Their Revolution, Our Revolution

Michael Knapp, Anja Flach and Ercan Ayboga – Revolution in Rojava (Pluto)

The complexities of the current middle eastern conflicts don’t make it easy to see what is assembled there. The stories that get out are fed into the global news sausage machine, then out they pop, a neat pinched off bit of ideology, that lands with a brief whiff of truth.

All we see is smoke rising from above, interminable maze-like streets and another explosion, as equally mystifying three-letter acronyms scroll beneath. It seems like a non-starter to suggest that among the high-pitched screaming over no-fly zones, Assad and the Russians, something progressive might be happening.

But Rojava in Syrian Kurdistan is a real world-historical Asterix village, not only holding out against ISIS, but installing ‘one of the most progressive societies in the world today’ and this book is coming straight from Syrian activists.

This is the first single authoritative volume on the Revolution. It is the counterpoint to Patrick Cockburn’s book on ISIS, which barely registers the Rojava struggles. Cockburn essentially believes in Assad as ‘a solution’. This book is the antidote to his argument.

This new Rojava society is being constructed via a polity named ‘democratic confederalism’, which is a ‘communally organised democracy’ that is ‘fiercely anti-capitalist’ and ‘committed to female equality.’

At the same time, it rejects ‘reactionary nationalist ideologies.’ Leader of the Kurdistan Workers’ Party (PKK) Abdullah Öcalan, pronounced ‘oh-ja-lan’, says that a ‘nation state is not the solution but rather the problem’, although Öcalan is described as ‘a Kurdish nationalist’ almost by default.

The federalist system is apparently built on ‘effective gender quotas’, a ‘bottom-up’ democracy, ecological policy and ‘a powerful militancy that has allowed the region to keep ISIS at bay.’

This book works very clearly through the origins of the conflicts in the region. The different groups with their abbreviations that often cause acronym-blindness.

The Kurdistan Workers’ Party (PKK) for instance, and the Democratic Union Party (PYD) are affiliated but separate, and rivalry is more than detectable. These are the two main bodies, but surrounding them are a myriad more.

The writers then exhaustively detail the working parts of the Revolution, co-ops, portraits of tough women soldiers, organisational strategies and layers.

These portraits and discussions with participants are particularly strong. They really cut through the CNN view from above. The everyday banalities, sacrifices and heroism are all of a piece here.

I also admire this book from a fairly traditional Orwellian standpoint: The women’s autonomous collectives and ecological cooperatives in Rojava are protected by ‘multiethnic peoples’ self-defense’.

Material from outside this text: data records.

Issue #4230, opened 2026-01-02
Duplicated metric "spring.kafka.listener" increment


victorpasqualino:
**In what version(s) of Spring for Apache Kafka are you seeing this issue?**

4.0.1, 4.0.0, 3.5.6

**Describe the bug**

When configuring @KafkaListener with @RetryableTopic the metrics is being incremented twice.

The problem seems to be on https://github.com/spring-projects/spring-kafka/blob/main/spring-kafka/src/main/java/org/springframework/kafka/listener/KafkaMessageListenerContainer.java#L2822

When the retryableTopic is disabled the listener class is [RecordMessagingMessageListenerAdapter](https://github.com/spring-projects/spring-kafka/blob/main/spring-kafka/src/main/java/org/springframework/kafka/listener/adapter/RecordMessagingMessageListenerAdapter.java) and the metric register on [line](https://github.com/spring-projects/spring-kafka/blob/main/spring-kafka/src/main/java/org/springframework/kafka/listener/KafkaMessageListenerContainer.java#L2822) will be ignored 

but when I have retryableTopic enabled the listener class is [KafkaBackoffAwareMessageListenerAdapter](https://github.com/spring-projects/spring-kafka/blob/main/spring-kafka/src/main/java/org/springframework/kafka/listener/adapter/KafkaBackoffAwareMessageListenerAdapter.java#L78) and this one delegates to [RecordMessagingMessageListenerAdapter](https://github.com/spring-projects/spring-kafka/blob/main/spring-kafka/src/main/java/org/springframework/kafka/listener/adapter/RecordMessagingMessageListenerAdapter.java)

The problem is when the method [isListenerAdapterObservationAware](https://github.com/spring-projects/spring-kafka/blob/main/spring-kafka/src/main/java/org/springframework/kafka/listener/KafkaMessageListenerContainer.java#L1244-L1246) check returns false because, as I said, listener is of class  KafkaBackoffAwareMessageListenerAdapter.

In my mind in this case should also be ignored because KafkaBackoffAwareMessageListenerAdapter delegates to RecordMessagingMessageListenerAdapter.

The metric is registered twice because the observation is the same in both instances and both are calling observation.stop()

**To Reproduce**

https://github.com/victorpasqualino/spring-kafka-duplicated-metric

**Expected behavior**

I was expecting to the metric be incremented only once

**Sample**

https://github.com/victorpasqualino/spring-kafka-duplicated-metric

[...]

PR #4238, opened 2026-01-10
GH-4230: Enhance listener observation handling with additional adapter support

Flamme1004K:
I'm submitting a PR for issue #4230. Although the KafkaBackoffAwareMessageListenerAdapter class delegates to RecordMessagingMessageListenerAdapter, it was observed that metrics were being recorded incorrectly because it wasn't adding metrics despite RecordMessagingMessageListenerAdapter. 

To resolve this, I modified the code to set `isListenerAdapterObservationAware` to `true` even when it's a KafkaBackoffAwareMessageListenerAdapter. Additionally, when adding observations, I ensured that if the KafkaBackoffAwareMessageListenerAdapter class delegates to RecordMessagingMessageListenerAdapter, it also adds the metrics.

Thank you for your attention.

### DIFF
--- a/spring-kafka/src/main/java/org/springframework/kafka/listener/KafkaMessageListenerContainer.java
+++ b/spring-kafka/src/main/java/org/springframework/kafka/listener/KafkaMessageListenerContainer.java
@@ -986,8 +986,8 @@ public class KafkaMessageListenerContainer<K, V> // NOSONAR line count
 		private void setupObservationRegistry(ObservationRegistry observationRegistry) {
 			if (this.listener != null) {
 				MessageListener<?, ?> target = unwrapDelegateIfAny(this.listener);
-				if (target instanceof RecordMessagingMessageListenerAdapter<?, ?> adapter) {
-					adapter.setObservationRegistry(observationRegistry);
+				if (RecordMessagingMessageListenerAdapter.class.equals(target.getClass())) {
+					((RecordMessagingMessageListenerAdapter<?, ?>) target).setObservationRegistry(observationRegistry);
 					this.isListenerAdapterObservationAware = true;
 				}
 			}


victorpasqualino:
I did something very similar, with a few differences: https://github.com/spring-projects/spring-kafka/pull/4240

Flamme1004K:
@victorpasqualino good Idea! 

I got inspired by your code and tried refactoring it. Can you take a look?

- [211c631](https://github.com/spring-projects/spring-kafka/pull/4238/commits/211c6313eee43311ec5cf21e3f1287b915f1fc48)

victorpasqualino:
> @victorpasqualino good Idea!
> 
> I got inspired by your code and tried refactoring it. Can you take a look?
> 
>     * [211c631](https://github.com/spring-projects/spring-kafka/pull/4238/commits/211c6313eee43311ec5cf21e3f1287b915f1fc48)

Looks good to me. Thank you

spring-kafka/src/test/java/org/springframework/kafka/support/micrometer/MicrometerMetricsTests.java
```diff
@@ -46,10 +47,12 @@
 
 import static org.assertj.core.api.Assertions.assertThat;
 import static org.awaitility.Awaitility.await;
+import static org.junit.jupiter.api.Assertions.assertEquals;
 
 /**
  * @author Soby Chacko
- * @since 3.2.7
+ * @author Hyoungjune Kim
+ * @since 4.0.2
```
artembilan: This is not correct.
The class was created really in that version, so you cannot modify it.
Plus, the version you target is still not correct since I fill like we need to back-port the fix to `3.3.x` as well.
Therefore, if we do `@since`, we should aim for the lowest version we are going to back-port to.
Luckily,  we don't need to use `@since` anywhere in your change.

spring-kafka/src/main/java/org/springframework/kafka/listener/KafkaMessageListenerContainer.java
```diff
@@ -977,15 +979,27 @@ else if (listener instanceof MessageListener) {
...
+			}
+			MessageListener<?, ?> target = unwrapDelegateIfAny(this.listener);
+			if (target instanceof RecordMessagingMessageListenerAdapter<?, ?> adapter) {
+				adapter.setObservationRegistry(observationRegistry);
+				this.isListenerAdapterObservationAware = true;
 			}
 		}
 
+		private MessageListener<?, ?> unwrapDelegateIfAny(MessageListener<?, ?> listener) {
+			if (listener instanceof KafkaBackoffAwareMessageListenerAdapter<?, ?> backoffAware) {
```
artembilan: The `KafkaBackoffAwareMessageListenerAdapter` is an `AbstractDelegatingMessageListenerAdapter`, so I think any of those should be covered here.
If we go this method, it has to be `static`.

artembilan (changes requested):
Please, sure you run `/gradlew check` locally before pushing.

Thanks

spring-kafka/src/test/java/org/springframework/kafka/support/micrometer/MicrometerMetricsTests.java
Flamme1004K: Thank you! I rollbacked `@since` 

- [214d1c1](https://github.com/spring-projects/spring-kafka/pull/4238/commits/214d1c1a4d8a4f302a265ba6cef3d9e9608f23f5)

spring-kafka/src/main/java/org/springframework/kafka/listener/KafkaMessageListenerContainer.java
Flamme1004K: Good! I added `static` to this method 

- [71fadb5](https://github.com/spring-projects/spring-kafka/pull/4238/commits/71fadb5dfa93a159aa3901f1dfba03d7a4d0d3f6)

spring-kafka/src/test/java/org/springframework/kafka/support/micrometer/MicrometerMetricsTests.java
```diff
@@ -195,5 +232,22 @@ void listen(ConsumerRecord<Integer, String> in) {
 		}
 	}
 
+	static class RetryBackOffObservationListener {
+		final CountDownLatch latch = new CountDownLatch(1);
```
artembilan: Every member in the class (including before the last `}` of the last inner class) has to be surrounded with blank lines.
That makes the code much easier to read.
And we do here an Open Source, so our code should be as clean as possible and as a good example for community.

Flamme1004K:
@artembilan Thank you, Code Review! I run `/gradlew check`. result I modifed source code.

- [f39cf62](https://github.com/spring-projects/spring-kafka/pull/4238/commits/f39cf6269dcc1052f862606135367c7444937611)
- [d8d4a66](https://github.com/spring-projects/spring-kafka/pull/4238/commits/d8d4a6656d6239c9faa9a6b75bfdefbffcde5bee)

spring-kafka/src/main/java/org/springframework/kafka/listener/KafkaMessageListenerContainer.java
```diff
@@ -977,15 +980,27 @@ else if (listener instanceof MessageListener) {
...
-						(RecordMessagingMessageListenerAdapter<?, ?>) this.listener;
-				if (recordMessagingMessageListenerAdapter != null) {
-					recordMessagingMessageListenerAdapter.setObservationRegistry(observationRegistry);
-				}
+			setupObservationRegistry(observationRegistry);
+		}
+
+		private void setupObservationRegistry(ObservationRegistry observationRegistry) {
+			if (this.listener == null) {
+				return;
```
artembilan: I think for better `void` digesting it would be better to make it opposite: use `if (this.listener != null) {` instead around the rest of the code in this method.

spring-kafka/src/main/java/org/springframework/kafka/listener/KafkaMessageListenerContainer.java
artembilan: Good. No need to add a comment with a confirmation.
I'll see an agreement in the next commit you push.

How about an `AbstractDelegatingMessageListenerAdapter` support?
You didn't comment anything to contradict my suggestion and didn't implement it.
With the 👍 it give a false impression that all the request have been addressed.
Any comments, please?

And another our code style suggestion: the `static` methods should go in the end of class.
Not a big deal: just an info if you'd like to know more about our developing process.

spring-kafka/src/test/java/org/springframework/kafka/support/micrometer/MicrometerMetricsTests.java
```diff
@@ -195,5 +231,22 @@ void listen(ConsumerRecord<Integer, String> in) {
...
+		@RetryableTopic(attempts = "1")
+		@KafkaListener(id = "retryBackOffObservationTest",
+				topics = METRICS_TEST_TOPIC,
+				containerFactory = "retryBackOffObservationListenerContainerFactory")
+		void listen(ConsumerRecord<String, String> record) {
+			try {
+				// NOTHING
+			}
+			finally {
+				latch.countDown();
```
artembilan: I think we don't need any logic here since in the end you still fall back to the `await().untilAsserted()`.
Therefore, such a `latch` is just redundant barrier which really does not contribute to the async flow.

spring-kafka/src/main/java/org/springframework/kafka/listener/KafkaMessageListenerContainer.java
Flamme1004K: That was such a good suggestion I ended up hitting the emoji button without thinking. Next time I'll make sure to use them appropriately.

I've been thinking about it, and instead of using AbstractDelegatingMessageListenerAdapter, how about checking if it's an instance of DelegatingMessageListener and extracting it if it is? What do you think? 

- [b75ae23](https://github.com/spring-projects/spring-kafka/pull/4238/commits/b75ae23fee7799ca5cda3c4d2096c78794c31563)

spring-kafka/src/test/java/org/springframework/kafka/support/micrometer/MicrometerMetricsTests.java
Flamme1004K: I'm learning about open source. Thank you.

Flamme1004K:
@artembilan  Thank you for your prompt feedback on the code review.

I've addressed the feedback you provided. Please review it.

spring-kafka/src/main/java/org/springframework/kafka/listener/KafkaMessageListenerContainer.java
```diff
@@ -977,11 +980,15 @@ else if (listener instanceof MessageListener) {
...
-						(RecordMessagingMessageListenerAdapter<?, ?>) this.listener;
-				if (recordMessagingMessageListenerAdapter != null) {
-					recordMessagingMessageListenerAdapter.setObservationRegistry(observationRegistry);
+			setupObservationRegistry(observationRegistry);
+		}
+
+		private void setupObservationRegistry(ObservationRegistry observationRegistry) {
+			if (this.listener != null) {
+				MessageListener<?, ?> target = unwrapDelegateIfAny(this.listener);
+				if (target instanceof RecordMessagingMessageListenerAdapter<?, ?> adapter) {
```
artembilan: I think we need to think about this change twice.
You see, our existing logic is ` RecordMessagingMessageListenerAdapter.class.equals(this.listener.getClass())`.
I believe even if we extract the `delegate`, we still have to be sure that we talk about exactly the same object.
So, if we do this `instanceof`, then any `RecordMessagingMessageListenerAdapter` extension is a valid candidate for `isListenerAdapterObservationAware`.
But that is really not what we want here.
We want to check exactly only for the `RecordMessagingMessageListenerAdapter` and nothing more.
In some other places we do have some custom `RecordMessagingMessageListenerAdapter` , which must not be treated as an observation aware.
Makes sense?

Flamme1004K: @artembilan I agree. It's correct to change the code to verify it's specifically `RecordMessagingMessageListenerAdapter.class`.

I will modify the code to `RecordMessagingMessageListenerAdapter.class.equals(this.listener.getClass())`.

spring-kafka/src/test/java/org/springframework/kafka/support/micrometer/MicrometerMetricsTests.java
Flamme1004K: During local testing, intermittent failures in the test code were observed, so the source code was modified to call `latch.countDown()`.

The reason is that the count for `spring.kafka.listener.id `can only be obtained after messages are consumed by the listener. If verification occurs before consumption, a null pointer exception occurs regardless of untilAsserted.

spring-kafka/src/main/java/org/springframework/kafka/listener/KafkaMessageListenerContainer.java
Flamme1004K: I changed the code!

[878dc39](https://github.com/spring-projects/spring-kafka/pull/4238/commits/878dc397c32e0d61ce6e2c3d8dfa64e9e619ab2e)

artembilan:
@Flamme1004K ,

Flamme1004K:
@artembilan 
Thank you! I will strive to contribute more in the future.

There is no sense of the naive peacenik here, how could there be? This idea that washes around the left in the west, that ‘if we all just say no to conflict’ is refreshingly absent.

Rojava’s Revolution means picking up and using the gun for the collective, and that means all the genders and ethnicities within it. Conscription for short periods of time is in effect, but the right to conscientious objection has also been upheld in the region this year.

This is all the more astonishing considering what Rojava is facing. The Revolution is fragile and surrounded by powerful and persistent forces that want to destroy it. Not only the ISIS fanatics funded by the super-rich Gulf States and Turkey, but the whole madhouse capitalist globe beyond the Revolution. NATO are supporting Turkey in its fight against both ISIS and the PKK.

The middle east is not just a crucible for those who live in the region, it is the world stage of global power. But this is where this book moves beyond the sum of its detailed and well-oiled parts into something like a manifesto for the rest of the world. As Servet Dusmani explained elsewhere:

‘In this situation, we must neither be surprised by, nor blame the PYD if they are forced to abandon even their current position, in order to found an alliance with regional and global powers to break the ISIS siege. We cannot expect persons struggling in Kobane to abolish the world scale hegemony of capitalism or to resist this hegemony for long. This task can only be realised by a strong worldwide class movement and Revolutionary alternative.’

Revolution in Rojava, like the Spanish War in the 1930s, already involves all of us, but it will only succeed if we all get involved. For our local readers, there are Syrian Kurd support groups and fundraisers in Manchester, but we all need to think about how we live and organise through this book.